Я рожден, чтобы писать, но затрудняюсь объяснить неописуемые тяготы творчества, в том числе и физические, тем, кто предан исключительно пассивному удовольствию. Эти избранные чередуют обеды с охотой, обмен комплиментами - с концертами, беседы - с балами, за коими следуют полуночные забавы. Вы много читаете, Вы - самая образованная дама во Франции, впрочем, можно сказать, что Вы срываете книги, словно драгоценные ананасы в Вашей оранжерее, словно дары природы, результат неясного процесса, до которого Вам дела нет. Поскольку Вы (против моей воли) долгое время наблюдали меня вблизи, Вам в душу могло закрасться сомнение: книги, которые мы читаем, вероятно, кем-то написаны? В подобном случае Вы наверняка спросили себя:

неужели столь тонкие наблюдения, столь смелые мысли и столь редкая глубина суждений (повторяю Ваши же любезные слова) созрели и появились на свет, обрели выражение благодаря столь грубому существу, как я, коего иной раз хочется сравнить с животным?

В тот единственный день, когда Вам удалось вырвать меня из драгоценного уединения и, упирающегося, притащить в салон, где, как помнится, гостям впервые подавали напиток под названием шоколад, Вы, представляя меня, употребили самые громкие эпитеты, самые щедрые похвалы, долженствующие вызвать восхищение Ваших гостей - разумеется, отблеск их восхищения падал на Вас. Так и дофин Людовик однажды приготовил гостям сюрприз: выступление двух обезьянок, присланных ему в дар каким-то индийским махараджей.

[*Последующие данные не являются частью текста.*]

Issue #291, opened 2019-09-06
Item metrics dataframe incorrectly formatted


AaronSpieler:
## Description

The data-frame containing the per time step metrics has a column item_id and filled with NaNs.
![image](https://user-images.githubusercontent.com/25365592/64429596-a2796200-d0b6-11e9-89fd-a77bd31ffcc9.png)

## To Reproduce
For example in the extended tutorial:
```
evaluator = Evaluator(quantiles=[0.1, 0.5, 0.9])
agg_metrics, item_metrics = evaluator(iter(tss), iter(forecasts), num_series=len(test_ds))
item_metrics.head()
```

## Environment
- Operating system: MacOs
- Python version: 3.6.9
- GluonTS version: 0.3.3

lostella:
@AaronSpieler I believe that depends on the dataset you use: if the entries in the dataset have an “item_id” field, then that will be used to tag the forecasts and appropriately fill in the associated field in the metrics dataframe.

What dataset did that occur with? If it’s one of the provided datasets, then the field may be missing or have a different name, which should be fixed.

AaronSpieler:
Its the m4_hourly dataset (as used in the quick tutorial).

jaheba:
@AaronSpieler can you follow up on this?

AaronSpieler:
So all the provided datasets I tested contain a categorical feature called "feat_static_cat", which is equal to the corresponding index of the series.

<img width="1091" alt="image" src="https://user-images.githubusercontent.com/25365592/67270295-ab809000-f4b8-11e9-85aa-cc05ba93368c.png">

Is this supposed to be renamed to "item_id" @lostella ?

matsmaiwald:
This is probably related to the fact that, unlike in section 1.3 of the Extended Forecasting Tutorial ([here](https://gluon-ts.mxnet.io/examples/extended_forecasting_tutorial/extended_tutorial.html#1.3-Use-your-time-series-and-features)), in version 0.3.3 `FieldName` does not have the `ITEM_ID` attribute anymore. 

![Screenshot 2019-10-22 at 13 52 02](https://user-images.githubusercontent.com/32721837/67282999-2a82c200-f4d3-11e9-81df-7087232a0751.png)

## To Reproduce
```
from gluonts.transform import FieldName
[f"FieldName.{k} = '{v}'" for k, v in FieldName.__dict__.items() if not k.startswith('_')]
```

## Environment
- Operating system: CentOS
[...]

PR #546, opened 2020-01-01
Fixes NaNs in DataFrama item_id column issue #291

AaronSpieler:
Also the 'item_id' will be the new index.

### DIFF
--- a/src/gluonts/dataset/common.py
+++ b/src/gluonts/dataset/common.py
@@ -215,11 +215,12 @@ class FileDataset(Dataset):
 
     def __iter__(self) -> Iterator[DataEntry]:
         for path in self.files():
-            for line in jsonl.JsonLinesFile(path):
+            for i, line in enumerate(jsonl.JsonLinesFile(path)):
                 data = self.process(line.content)
                 data["source"] = SourceContext(
-                    source=line.span, row=line.span.line
+                    source=line.span.path, row=line.span.line
                 )
+                data["item_id"] = i
                 yield data
 
     def __len__(self):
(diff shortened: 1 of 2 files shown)


src/gluonts/dataset/common.py
```diff
@@ -215,11 +215,12 @@ def __init__(
 
     def __iter__(self) -> Iterator[DataEntry]:
         for path in self.files():
-            for line in jsonl.JsonLinesFile(path):
+            for i, line in enumerate(jsonl.JsonLinesFile(path)):
                 data = self.process(line.content)
                 data["source"] = SourceContext(
-                    source=line.span, row=line.span.line
+                    source=line.span.path, row=line.span.line
```
AaronSpieler: I think I accidentally leaked this from latest master branch, however, should be no problem when merging with master.

kashif:
@AaronSpieler it might be best to check if `data[item_id]` is empty before overwriting it with an index

vafl:
I think the index of the dataframe is already the row number, so we don't need to add it explicitly. 

The purpose of `item_id` was a bit different. It was supposed to be a unique id that the user can provide in the dataset with each time series, and which can then be used later for instance to join results with other information that the user has. We should probably update the documentation on this.

Was there a problem with the NaN column or is this more of a usability question?

kashif:
@vafl yes more of a usability issue since my data has unique `item_id`s and I its handy to see the metrics for specific `item_ids`...

vafl:
@kashif yes exactly. So I think we either do what you suggest and overwrite it only if it is not there. But perhaps it's best to keep the current behavior as is and update the docs instead.

lostella:
Note that the original issue #291 is really about the "item_id" field missing in m4_hourly (and maybe other provided datasets). So another option is to make sure that such field is filled-in in the scripts that generate the datasets.

lostella:
I think this can be closed in favor of a new one that adjusts the provided datasets, see my [comment](https://github.com/awslabs/gluon-ts/issues/291#issuecomment-576018487) in #291

PR #560, opened 2020-01-15
Remove Dataset class in favor of type alias

lostella:
*Description of changes:* This removes the `Dataset` class in favor of a type alias, allowing e.g. to just use a list with the appropriate fields as dataset.

```python
train_data = [
    "start": pd.Timestamp(...),
    "target": np.array([...])
]
```

### DIFF
--- a/src/gluonts/evaluation/backtest.py
+++ b/src/gluonts/evaluation/backtest.py
@@ -33,6 +33,7 @@ from gluonts.evaluation import Evaluator
 from gluonts.model.estimator import Estimator, GluonEstimator
 from gluonts.model.forecast import Forecast
 from gluonts.model.predictor import GluonPredictor, Predictor
+from gluonts.support.util import maybe_len
 from gluonts.transform import TransformedDataset
 
 
@@ -201,7 +202,7 @@ def backtest_metrics(
     )
 
     agg_metrics, item_metrics = evaluator(
-        ts_it, forecast_it, num_series=len(test_dataset)
+        ts_it, forecast_it, num_series=maybe_len(test_dataset)
     )
 
     # we only log aggregate metrics for now as item metrics may be very large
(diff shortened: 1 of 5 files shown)


src/gluonts/model/trivial/mean.py
```diff
@@ -112,12 +112,11 @@ def train(
         training_data: Dataset,
         validation_dataset: Optional[Dataset] = None,
     ) -> ConstantPredictor:
-        contexts = np.broadcast_to(
```
jaheba: This doesn't look like it belongs to this PR.

src/gluonts/evaluation/backtest.py
```diff
@@ -201,7 +202,7 @@ def backtest_metrics(
     )
 
     agg_metrics, item_metrics = evaluator(
-        ts_it, forecast_it, num_series=len(test_dataset)
+        ts_it, forecast_it, num_series=maybe_len(test_dataset)
```
jaheba: Why is this needed?

What happens if it returns `None`?

src/gluonts/model/trivial/mean.py
lostella: This is needed in the PR, since `broadcast_to` requires using `len` on the `Dataset` (when it's not strictly needed), but the method may not be available being `Dataset` an `Iterable`.

src/gluonts/evaluation/backtest.py
lostella: Same as above: `len` may not be available. In `Evaluator.__call__` the `num_series` argument is `Optional`, and is only used for displaying progress: if a dataset has no `len`, the progress will be shown only partially (no percentage wrt total, only number of processed items).

src/gluonts/model/trivial/mean.py
lostella: That's mypy who asked me to do this

PR #562, opened 2020-01-16
Removed timeouts from tests.

jaheba:
*Issue #, if available:*

*Description of changes:*


lostella:
Do you know which timeout in particular is causing issues? Just to go there and verify that there’s no regression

В тот вечер среди приглашенных Вами гостей, маркиза, было новое светило парижского общества, юный виконт де Лон-гвиль - обходительный, благообразный, чрезвычайно изящный в своих кружевах, пеной ниспадавших между икрами и лодыжками, убранный старинными маменькиными драгоценностями. Во всяком его жесте сквозила вековая культура. Правы были его предки, устраивавшие резню во время четырех крестовых походов, раз в один прекрасный день плоды их трудов сосредоточились в таком отпрыске! Совершенно правы, когда с переменным успехом пытались вырвать то ли две, то ли три тысячи христиан из лап неверных! Еще как правы, когда, вернувшись домой, принялись лебезить перед первыми Людовиками и лизать им пятки, выпрашивали себе в награду по две или три тысячи крепостных с причитающимися угодьями! Битых полтора часа (неизвестно, сколько еще потом это продолжалось) виконт разглагольствовал и разорялся про физику и метафизику, нес галиматью и ерунду про Моисея, рассказывал любезным слушателям о своих тошнотворных открытиях, касающихся возникновения Вселенной (публика стонала от восхищения), не говоря уже о цитатах из известных ему вавилонских папирусов, которые относились к векам, когда папирусов не было и в помине. Я стал пятиться к широкому окну, вылез в него и убежал в поле, предательски улизнув с объявленного заранее "Диалога философов". Непростительная трусость с моей стороны. Согласен, сударыня. Поскольку тому есть немало свидетелей, простить ее еще труднее, чем то, что несколькими днями ранее я швырнул табуретку в Ваше сиятельство (и чуть не попал!), когда Вы поднялись ко мне в мансарду, чтобы прервать поток моих мыслей и пригласить сразиться в триктрак.